Text(0.5, 1.0, 'Iterative Imputation')
../_images/08-imputation_65_1.png

It seams each more advanced imputation method improves over the previous one, though the data in the last plot seems too tightly clustered. However given how much of the data we set to missing, that’s likely unavoidable. Finally, let’s look at the scores of the iterative imputation:

pipe_rf = make_pipeline(rf_imp, StandardScaler(), KNeighborsClassifier())
pipe_rf.fit(X_train, y_train)
pipe_rf.score(X_test, y_test)
C:\Users\t3kci\anaconda3\lib\site-packages\sklearn\impute\_iterative.py:670: ConvergenceWarning: [IterativeImputer] Early stopping criterion not reached.
  " reached.", ConvergenceWarning)
0.8947368421052632

In this case, the IterativeImputer with the RandomForestRegressor provides the best results.

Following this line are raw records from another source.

PR #40, opened 2019-11-05
generate default postgres password, add cluster/seed/all

austincunningham:
## Overview

Jira: https://issues.jboss.org/browse/INTLY-3759

## Verification

- Clone this branch
- Run `make cluster/prepare`
- Run `make run`
- Run `make cluster/seed/all`
- Ensure all generated secrets have a random password

### DIFF
--- a/pkg/providers/openshift/provider_postgres.go
+++ b/pkg/providers/openshift/provider_postgres.go
@@ -35,7 +35,7 @@ var (
 	// default openshift create paramaters
 	defaultPostgresPort        = 5432
 	defaultPostgresUser        = "postgresuser"
-	defaultPostgresPassword    = "password"
+	defaultPostgresPassword, _ = resources.GeneratePassword()
 	defaultPostgresUserKey     = "user"
 	defaultPostgresPasswordKey = "password"
 	defaultPostgresDatabaseKey = "database"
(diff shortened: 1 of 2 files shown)


pkg/providers/openshift/provider_postgres.go
```diff
@@ -35,7 +35,7 @@ var (
 	// default openshift create paramaters
 	defaultPostgresPort        = 5432
 	defaultPostgresUser        = "postgresuser"
-	defaultPostgresPassword    = "password"
+	defaultPostgresPassword, _ = resources.GeneratePassword()
```
ciaranRoche: Do we need this here? We generate the password and handle the error when creating the [secret](https://github.com/integr8ly/cloud-resource-operator/blob/master/pkg/providers/openshift/provider_postgres.go#L108). We only use this `defaultPostgresPassword` if the `password` is nil after we generate it.

austincunningham: Only spotted it here https://github.com/integr8ly/cloud-resource-operator/blob/6c7aaf3c5c6dd75fe33d913a59a7763c5a848e90/pkg/providers/openshift/provider_postgres.go#L505 but I see what you mean https://github.com/integr8ly/cloud-resource-operator/blob/6c7aaf3c5c6dd75fe33d913a59a7763c5a848e90/pkg/providers/openshift/provider_postgres.go#L108

Agree, will close this pr as no value.

PR #55, opened 2019-11-19
update vpc peering docs for security groups

aidenkeating:
ensure the vpc peering steps mentions the security group updates required


aidenkeating:
@dimitraz @austincunningham mind taking a quick look?

PR #57, opened 2019-11-21
Updating operator-sdk to v0.12.0

davidffrench:
## Overview
https://issues.jboss.org/browse/INTLY-4216

Unfortunately there is one potential issue in this PR that I haven't been able to get resolved. The CRDs now have a `$ref` field for the spec and status instaed of the full object tree. I have tried everything I know about the generation to try and get this working again but it needs someone with a better understanding of the k8s code-generator (https://github.com/kubernetes/code-generator).

## Verification

- Clone this branch
- Run `make cluster/prepare`
- Run `make run`
- Ensure everything works :-)


aidenkeating:
@davidffrench Thanks for putting the work in on this!

Do you see the need for vendoring dependencies as a necessity here? It has become a non-default option in go1.13

davidffrench:
@aidenkeating @dimitraz Thanks for the review. I was not aware vendoring is now the non default in 1.13. Happy to remove the vendor folder if this is what you would like?

aidenkeating:
@davidffrench Let's remove it for now, due to Go Modules now being widely available in go1.13, we can probably leverage it's defaults unless we have a reason to change.

If we have the need to provide vendored dependencies in the future, we can add it in a separate PR.

davidffrench:
done now @aidenkeating .

Makefile
```diff
@@ -40,10 +40,10 @@ code/audit:
...
 cluster/prepare:
 	oc new-project $(NAMESPACE) || true
-	oc apply -f ./deploy/crds/integreatly_v1alpha1_blobstorage_crd.yaml
-	oc apply -f ./deploy/crds/integreatly_v1alpha1_smtpcredentialset_crd.yaml
-	oc apply -f ./deploy/crds/integreatly_v1alpha1_redis_crd.yaml
-	oc apply -f ./deploy/crds/integreatly_v1alpha1_postgres_crd.yaml
+	oc apply -f ./deploy/crds/integreatly.org_blobstorages_crd.yaml
+	oc apply -f ./deploy/crds/integreatly.org_smtpcredentialsets_crd.yaml
+	oc apply -f ./deploy/crds/integreatly.org_redis_crd.yaml
+	oc apply -f ./deploy/crds/integreatly.or__postgres_crd.yaml
```
ciaranRoche: Small typo here. `oc apply -f ./deploy/crds/integreatly.org_postgres_crd.yaml`

deploy/crds/integreatly.org_blobstorages_crd.yaml
```diff
@@ -28,41 +29,12 @@ spec:
...
-            tier:
-              type: string
-            type:
-              type: string
-          required:
-          - type
-          - tier
-          - secretRef
-          type: object
+          $ref: '#/definitions/github.com~1integr8ly~1cloud-resource-operator~1pkg~1apis~1integreatly~1v1alpha1~1types~0ResourceTypeSpec'
```
ciaranRoche: Should we be defining `$ref` in `types`? I am not sure here so I am just asking :smile_cat:

davidffrench: no, unfortunately this does allow the CRD to be applied to a cluster. It is because all the types are using the format `type SMTPCredentialSetSpec types.ResourceTypeSpec`

Makefile
davidffrench: good spotting, thanks @ciaranRoche

deploy/crds/integreatly.org_blobstorages_crd.yaml
davidffrench: Fixed now

ciaranRoche:
/test e2e 

Just looks like a timeout on prows side

davidffrench:
Thanks @ciaranRoche

PR #58, opened 2019-11-22
feat: Add monitoring label to operator service monitor

davidffrench:
## Overview
None

Adding monitoring-key:middleware to the service monitor created by the operator itself so the metrics can be fed into the middleware monitoring prometheus.

## Verification

- Checkout this branch
- Run `make cluster/prepare`
- Modify `operator.yaml` image to  `quay.io/davidffrench/cloud-resource-operator:add_monitoring_label`
- Run `kubectl deploy -f deploy/operator.yaml`
- Check the service-monitor created by the operator in the same namespace has the correct `monitoring-key:middleware` label

### DIFF
--- a/Makefile
+++ b/Makefile
@@ -49,12 +49,16 @@ code/audit:
 
 .PHONY: cluster/prepare
 cluster/prepare:
-	oc new-project $(NAMESPACE) || true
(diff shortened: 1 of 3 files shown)


davidffrench:
@david-martin FYI, PR to add the label to the operator service monitor

PR #72, opened 2019-12-06
add more details to the vpc peering documentation

JameelB:
## Overview

Jira: N/A

The following changes adds more details to the current VPC peering documentation located in the README.

## Verification

- Follow the process stated in the documentation and ensure that VPC peering works successefully

### DIFF
--- a/README.md
+++ b/README.md
@@ -59,11 +59,34 @@ $ make cluster/clean
 
 ## VPC Peering 
 Currently AWS resources are deployed into a separate Virtual Private Cloud (VPC) than the VPC that the cluster is deployed into. In order for these to communicate, a `peering connection` must be established between the two VPCS. To do this:
-- In the AWS VPC console, create a new peering connection between the two VPCs. This is a two-way communication channel, so only one needs to be created
-- Select the newly created connection, then click `actions > accept request` to accept the peering request
-- Edit the cluster VPC route table. Create a new route that contains the resource/default VPC's CIDR block as the `destination` and the newly created peering connection as the `target`
-- Edit the resource VPC's route table. Create a new route that contains the CIDR block of the cluster VPC as the `destination` and the peering connection as the `target`. 
-- Edit the Security Groups associated with each VPC to ensure database and cache traffic can pass between the two VPCs.
+1. Create a new peering connection between the two VPCs.
+  - Go to `VPC` > `Peering Connections`
+  - Click on `Create Peering Connection`
+    - **NOTE**: This is a two-way communication channel so only one needs to be created.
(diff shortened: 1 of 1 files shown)


JameelB:
/cc @dimitraz @aidenkeating 

Added some more details to the vpc peering doc, please let me know if the steps i've added in are correct and if i miss anything else.

README.md
```diff
@@ -59,11 +59,33 @@ $ make cluster/clean
...
-- Edit the Security Groups associated with each VPC to ensure database and cache traffic can pass between the two VPCs.
+1. Create a new peering connection between the two VPCs.
+  - Go to `VPC` > `Peering Connections`
+  - Click on `Create Peering Connection`
+    - **NOTE**: This is a two-way communication channel so only one needs to be created.
+  - Select the newly created connection, then click `Actions` > `Accept Request` to accept the peering request.
+2. Edit the cluster VPC route table
+  - Go to `VPC` > `Your VPCs`
+  - Find the cluster VPC and click on its route table under the heading `Main Route Table`
+    - The cluster VPC usually has an empty name or is called `default`
```
dimitraz: The cluster VPC is actually the one with your name, and the resources VPC is usually the default one because resources get provisioned there by default

README.md
```diff
@@ -59,11 +59,33 @@ $ make cluster/clean
...
+  - Go to `VPC` > `Your VPCs`
+  - Find your VPC and click on its route table under the heading `Main Route Table`
+  - Select the cluster route table and click on `Action` > `Edit routes`
+  - Add a new route with the following details:
+    ```
+    Destination: <cluster VPC CIDR block>
+    Target: <newly created peering connection>
+    ```
+  - Click on `Save routes`
+4. Edit the Security Groups associated with each VPC to ensure database and cache traffic can pass between the two VPCs.
```
dimitraz: Should we update this to say modify the resources VPC? Since in the end I don't think we needed to update the cluster VPC security groups, as the access would be from cluster VPC --> resource VPC

README.md
JameelB: if this is actually your VPC, is the destination/target correct? I remember setting the destination/target to point to these for the `default` VPC.

JameelB: Ah ignore the comment above, i got confused which CIDR block was which :) Think this is right :+1:

README.md
JameelB: When you say `modify the resources VPC` what exactly do you mean? We didn't update the security groups yesterday because this was already updated by @aidenkeating? However, it was still needed to be updated to allow traffic to pass between the two VPCs on the initial setup right?

dimitraz: Sorry, I meant I think we only need to update the security security groups associated with the resources VPC, and not the cluster VPC. That says to update both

The IterativeImputer also allows adding an indicator feature for whether a row was imputed. Again, it doesn’t seem to be beneficial on this dataset:

rf_imp_ind = IterativeImputer(estimator=RandomForestRegressor(random_state=0),
                              max_iter=20, add_indicator=True)
pipe_rf_ind = make_pipeline(rf_imp_ind, StandardScaler(), KNeighborsClassifier())
pipe_rf_ind.fit(X_train, y_train)
pipe_rf_ind.score(X_test, y_test)
C:\Users\t3kci\anaconda3\lib\site-packages\sklearn\impute\_iterative.py:670: ConvergenceWarning: [IterativeImputer] Early stopping criterion not reached.
  " reached.", ConvergenceWarning)
0.8421052631578947

All of the above results are meant as illustrative examples, and they are not very stable with respect to the original splitting of the data (feel free to change the random state from 13 to another value and see how it plays out), and to the random state in the RandomForestRegressor. However, this synthetic example provides a case study for when more involved imputation methods might be beneficial. The computational cost of using IterativeImputer depends a lot on the regression algorithm used, and for this modified version of iris, the IterativeImputer actually takes the longest of all the methods we looked at. If the dataset was much bigger, though, KNNImputer is likely to take a longer time to perform the imputation (though the training time for KNNImputer is of course smaller, since it only memorizes the data).

Multiple imputation

There is a final approach which we’ll only discuss briefly: multiple imputation. Filling in any missing value means making (more or less educated) guesses about what observed values are likely. In particular in a more inference motivated setting, this can lead to underestimating the uncertainty in the data. To compensate for that, it’s possible to compute multiple new versions of the dataset, each with a slightly different imputation of the missing values. We can then build a model on each of these versions of the data, and aggregate the results. This can increase robustness of your model and of any inference. In cases that are more focused on prediction, as we are in this book, this seems to be rarely useful, though, and we’ll not investigate it further.

Summary

In this section we’ve seen how to deal with missing values in our data, both during training and prediction time. For categorical features, often adding ‘missing’ as another category is sufficient, while for continuous features, we usually need to rely on imputation, i.e. filling in the values. When doing imputation, it might still be useful to record whether a feature was imputed or not, using a binary indicator, since the fact that a feature was not observed might be informative. For imputing values, often a simple approach such as using the mean or median is enough, and should be your baseline. If you want to use a more complex approach, the main contenders are KNNImputer, which works reasonably well without much tuning on smaller datasets, and IterativeImputer, which is quite flexible, but requires specifying a base model (often RandomForestRegressor) as well as potentially the number of iterations.

As usual, there is no ultimate right answer, and apart from visualizations, as we did above, evaluating the final supervised learning method is the best way to access which method is best suited for your problem. If your supervised learning model is flexible enough, and you have enough data, often a simple imputation scheme is enough, as the supervised model can often infer all the necessary information from the data.